SirMahlon 0 Junior Poster in Training · Answer 4 · 2013-08-06T12:27:16+00:00

now i don't get any error but no data is sent into the tables users with databse name mydb.
thanks a lot by the way

SirMahlon 0 Junior Poster in Training · Answer 5 · 2013-08-06T12:54:19+00:00

<?php
// check if values exist
 if(isset($_POST['firstname']) && isset($_POST['lastname'])) {
    $con = mysql_connect("localhost","root","");
    if (!$con)
    {
        die('Could not connect: ' . mysql_error());
    }
    mysql_select_db('mydb', $con);
    // escape the values (to minimize a chance of SQL injection)
    $firstname =  mysql_real_escape_string($_POST['firstname']);
    $lastname = mysql_real_escape_string($_POST['lastname']);
   // then use escaped values in your query
   $sql='INSERT INTO users(firstname,lastname) VALUES ("$firstname","$lastname")';
   if (!mysql_query($sql,$con))
  {
    echo $sql;
    }
    else
    {
      die('Error: ' . mysql_error());
  }
echo "1 record added";
    mysql_close($con);
    }
?>

SirMahlon 0 Junior Poster in Training · Answer 6 · 2013-08-06T12:58:05+00:00

still the same.no error but the data does not get in there

broj1 356 Humble servant Featured Poster · Answer 7 · 2013-08-06T13:06:25+00:00

Can you post the code for the form? There might be an error there.

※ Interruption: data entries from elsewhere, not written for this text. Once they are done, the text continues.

PR #252, opened 2021-05-18
Add commit_version method to DeltaTransaction

xianwill:
# Description

This PR adds a `commit_version` method to `DeltaTransaction` which takes a version parameter from the caller. 

Some clients (i.e. https://github.com/delta-io/kafka-delta-ingest) include `txn` actions when creating delta log entries that may require additional conflict resolution with external systems before incrementing the delta log version. The `commit_version` method propagates version conflict errors back to the caller immediately so they may apply conflict resolution steps before attempting another commit.

This PR is complete - but leaving it in a draft status per @rtyler's [notice](https://delta-users.slack.com/archives/C013LCAEB98/p1621350036003900) that we may preemptively avoid some conflicts by incorporating this into [his PR](https://github.com/delta-io/delta-rs/pull/248).

### DIFF
--- a/rust/src/delta.rs
+++ b/rust/src/delta.rs
@@ -1212,9 +1212,7 @@ fn log_bytes_from_actions(actions: &[Action]) -> Result<String, serde_json::Erro
         jsons.push(json);
     }
 
-    let log_entry = jsons.join("\n");
-
-    Ok(log_entry)
+    Ok(jsons.join("\n"))
 }
 
 fn process_action(
--- a/rust/src/delta.rs
+++ b/rust/src/delta.rs
@@ -1056,18 +1056,10 @@ impl<'a> DeltaTransaction<'a> {
         // TODO: create a CommitInfo action and prepend it to actions.
 
         // Serialize all actions that are part of this log entry.
-        let mut jsons = Vec::<String>::new();
-
-        for action in additional_actions {
-            let json = serde_json::to_string(action)?;
-            jsons.push(json);
-        }
-
-        let log_entry = jsons.join("\n");
-        let log_entry = log_entry.as_bytes();
+        let log_entry = log_bytes_from_actions(additional_actions)?;
 
         // try to commit in a loop in case other writers write the next version first
-        let version = self.try_commit_loop(log_entry).await?;
+        let version = self.try_commit_loop(log_entry.as_bytes(), None).await?;
 
         // NOTE: since we have the log entry in memory already,
         // we could optimize this further by merging the log entry instead of updating from storage.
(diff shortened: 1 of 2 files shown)


rust/src/delta.rs
```diff
@@ -1153,6 +1180,19 @@ impl<'a> DeltaTransaction<'a> {
     }
 }
 
+fn log_bytes_from_actions(actions: &[Action]) -> Result<String, serde_json::Error> {
```
rtyler, line 1183: I find it awkward to have a private function just floating in the top level namespace when it's really only something needed/used by the functions within the `DeltaTransaction`. 

I suggest moving this up in to there.

rust/src/delta.rs
```diff
@@ -1153,6 +1180,19 @@ impl<'a> DeltaTransaction<'a> {
...
+    let mut jsons = Vec::<String>::new();
+
+    for action in actions {
+        let json = serde_json::to_string(action)?;
+        jsons.push(json);
+    }
+
+    let log_entry = jsons.join("\n");
+
+    Ok(log_entry)
```
rtyler, line 1193:
```suggestion
    Ok(jsons.join("\n"))
```

rust/src/delta.rs
```diff
@@ -1130,10 +1151,16 @@ impl<'a> DeltaTransaction<'a> {
     async fn try_commit(
         &mut self,
         tmp_log_path: &str,
+        version: Option<DeltaDataTypeVersion>,
```
rtyler, line 1154: I think it's worth making version non-optional here, that way the commit_with could just do:

* Fetch the next attempt version
* Call commit_version

That way the bulk of the work goes into commit_version. That may also obviate the need for the  `log_bytes_with_actions` function as well

rust/src/delta.rs
xianwill: This is a super interesting style point. I always have an internal battle in cases like this. The rule I've been following (privately made rule) up to now has been - "if my fn doesn't have a self ref - it should go into an outer scope since it does not depend on self state" - implication - all struct "methods" should be true methods that have an actual dependency on self state.

I don't disagree with your opinion necessarily, but I'd love to discover a hard rule to base placement decisions like this on rather than a smell which is a bit more ambiguous.

xianwill: If wonder if we were to create a `mod` for `delta_transaction` and this `fn` lived in that `mod` but still out side of the `impl DeltaTransaction` if this might be more palatable to both of us.

rust/src/delta.rs
xianwill: FYI @rtyler - I implemented your suggestion to make `version` non-optional in this method and the implication that `commit_version` doesn't need the optimistic concurrency loop at all and also fixed naming of `log_bytes_from_actions` (it doesnt return bytes lol). However, rather than funnel `commit_with` down to a call of `commit_version`, I left the separation in place so that call stacks now look like:

```
commit_version
log_entry_from_actions
try_commit
```

```
commit_with
log_entry_from_actions
try_commit_loop
try_commit
```

My reasoning here is that `try_commit_loop` shouldn't have to serialize the  same set of log actions on every iteration of the loop until succeeding, so rather than re-use `commit_version`, I think its better if both `commit_version` and `commit_with` serialize the log entry independently and funnel down separate paths to the `try_commit` call.

mosyp (approved):
LGTM, is it still in draft mode or we're ready to merge it?

xianwill:
> LGTM, is it still in draft mode or we're ready to merge it?

@rtyler will be incorporating the changes into https://github.com/delta-io/delta-rs/pull/248. LMK if this becomes a blocker for your work on `kafka-delta-ingest` @mosyp - I think we're likely okay to wait a bit for now.

rtyler:
I think this is fine to bring into `main` as is @xianwill

rust/src/delta.rs
```diff
@@ -1153,6 +1189,17 @@ impl<'a> DeltaTransaction<'a> {
     }
 }
 
+fn log_entry_from_actions(actions: &[Action]) -> Result<String, serde_json::Error> {
+    let mut jsons = Vec::<String>::new();
```
houqp, line 1193: you can actually write it in a more efficient way by writing serialized action json directly into a string buffer, that way we can avoid the vector join at the end.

SirMahlon 0 Junior Poster in Training · Answer 8 · 2013-08-06T13:10:55+00:00

<html>
<body>
<h1>A small example page to insert some data in to the MySQL database using PHP</h1>
<form action="insert.php" method="post">
Firstname: <input type="text" name="fname" /><br><br>
Lastname: <input type="text" name="lname" /><br><br>

<input type="submit" />
<?php

?>
</form>
</body>
</html>

SirMahlon 0 Junior Poster in Training · Answer 9 · 2013-08-06T13:11:14+00:00

SirMahlon 0 Junior Poster in Training

11 Years Ago

this is the form code please

broj1 356 Humble servant Featured Poster · Answer 10 · 2013-08-06T13:25:47+00:00

The input name attributes should be the same as indexes in the $_POST array so change the form to:

Firstname: <input type="text" name="firstname" /><br><br>
Lastname: <input type="text" name="lastname" /><br><br>

(or if you prefer change the indexes in the $_POST array).

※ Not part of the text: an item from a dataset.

PR #253, opened 2021-05-18
Add get_file_paths_by_partitions in Python bindings

fvaleye:
# Description
Add `get_file_paths_by_partitions()` method in Python bindings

SirMahlon 0 Junior Poster in Training · Answer 11 · 2013-08-06T14:48:26+00:00

not working still sir.i want to post both codes for you to examine pls.

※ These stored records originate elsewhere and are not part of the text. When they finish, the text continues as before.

PR #256, opened 2021-05-22
FIX #249 Rename camelCased fields to snake_case

### LINKED ISSUE #249: Use #[serde(rename_all = "camelCase")] for structs to avoid camelCase in the Rust actions
# Description

The `action.rs` file allows camelCase instead of the Rust conventional snake case, I suspect because when it was originally written the struct attribute  `#[serde(rename_all = "camelCase")]`

Filing this for later, it should be relatively straightforward but will likely require a fair bit of refactoring of the callsites within delta-rs

nfx:
* This initial commit adds #[serde(rename_all = "camelCase")] for all structs to avoid camelCase in the Rust actions
* StatsParsed is skipped for now and would be fixed in the following commits

This pull request is supposed to address #249


rust/src/action.rs
```diff
@@ -112,22 +112,25 @@ impl ColumnCountStat {
...
+    pub max_values: HashMap<String, ColumnValueStat>,
     /// The number of null values for all columns.
-    pub nullCount: HashMap<String, ColumnCountStat>,
+    pub null_count: HashMap<String, ColumnCountStat>,
 }
 
 /// File stats parsed from raw parquet format.
 #[derive(Debug, Default)]
 pub struct StatsParsed {
+    // somehow #[serde(rename_all = "camelCase")] didn't j=wor just for this one..
```
houqp, line 132: `j=wor` a typo?

houqp (commented):
Thanks for the cleanup!

rust/src/action.rs
nfx: Yes... why I didn’t review line by line before committing...

so with this struct i had a problem - I could not add rename_all here, because compiler was complaining about it being out-of-scope. This is one of those rust features that are not fully loaded into my head yet.

I’ll look into it again later.

nfx:
@houqp comments applied, please review

houqp:
@nfx there are some remaining build issues, could you take a look into them?

nfx:
@houqp there seem to be caching issues on the github side 🤷‍♂️ errors look like a dangling artifact. can you re-trigger this one?..

nfx:
@houqp i think i've found the problem, let's trigger the build again.

houqp (approved):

SirMahlon 0 Junior Poster in Training · Answer 12 · 2013-08-06T14:48:59+00:00

<?php
// check if values exist
 if(isset($_POST['fname']) && isset($_POST['lname'])) {
    $con = mysql_connect("localhost","root","");
    if (!$con)
    {
        die('Could not connect: ' . mysql_error());
    }
    mysql_select_db('mydb', $con);
    // escape the values (to minimize a chance of SQL injection)
    $fname =  mysql_real_escape_string($_POST['fname']);
    $lname = mysql_real_escape_string($_POST['lname']);
   // then use escaped values in your query
   $sql="INSERT INTO users(fname,lname) VALUES ('$_POST[fname]','$_POST[lname]')";
   if (!mysql_query($sql,$con))
  {
    echo $sql;
    }
    else
    {
      die('Error: ' . mysql_error());
  }
echo "1 record added";
    mysql_close($con);
    }
?>

SirMahlon 0 Junior Poster in Training · Answer 13 · 2013-08-06T14:49:46+00:00

this is for the form.my browser echo's my sql statement but does not get into the database

SirMahlon 0 Junior Poster in Training · Answer 14 · 2013-08-06T14:50:14+00:00

<html>
<body>
<h1>A small example page to insert some data in to the MySQL database using PHP</h1>
<form action="insert.php" method="post">
Firstname: <input type="text" name="fname" /><br><br>
Lastname: <input type="text" name="lname" /><br><br>
 <input type="submit" />
</form>
</body>
</html>

x

broj1 356 Humble servant Featured Poster · Answer 15 · 2013-08-06T15:25:30+00:00

What is the output of the echo command on line 17?

And change the query to use escaped values:

$sql="INSERT INTO users(fname,lname) VALUES ('$fname','$lname')";

And to be on safe side put a space after database name:

$sql="INSERT INTO users (fname,lname) VALUES ('$fname','$lname')";

SirMahlon 0 Junior Poster in Training · Answer 16 · 2013-08-06T16:27:28+00:00

SirMahlon 0 Junior Poster in Training

11 Years Ago

thanks boss.issue resolved.

broj1 356 Humble servant Featured Poster · Answer 17 · 2013-08-06T16:30:37+00:00

Glad to hear that. Please mark thread as solved. Happy coding.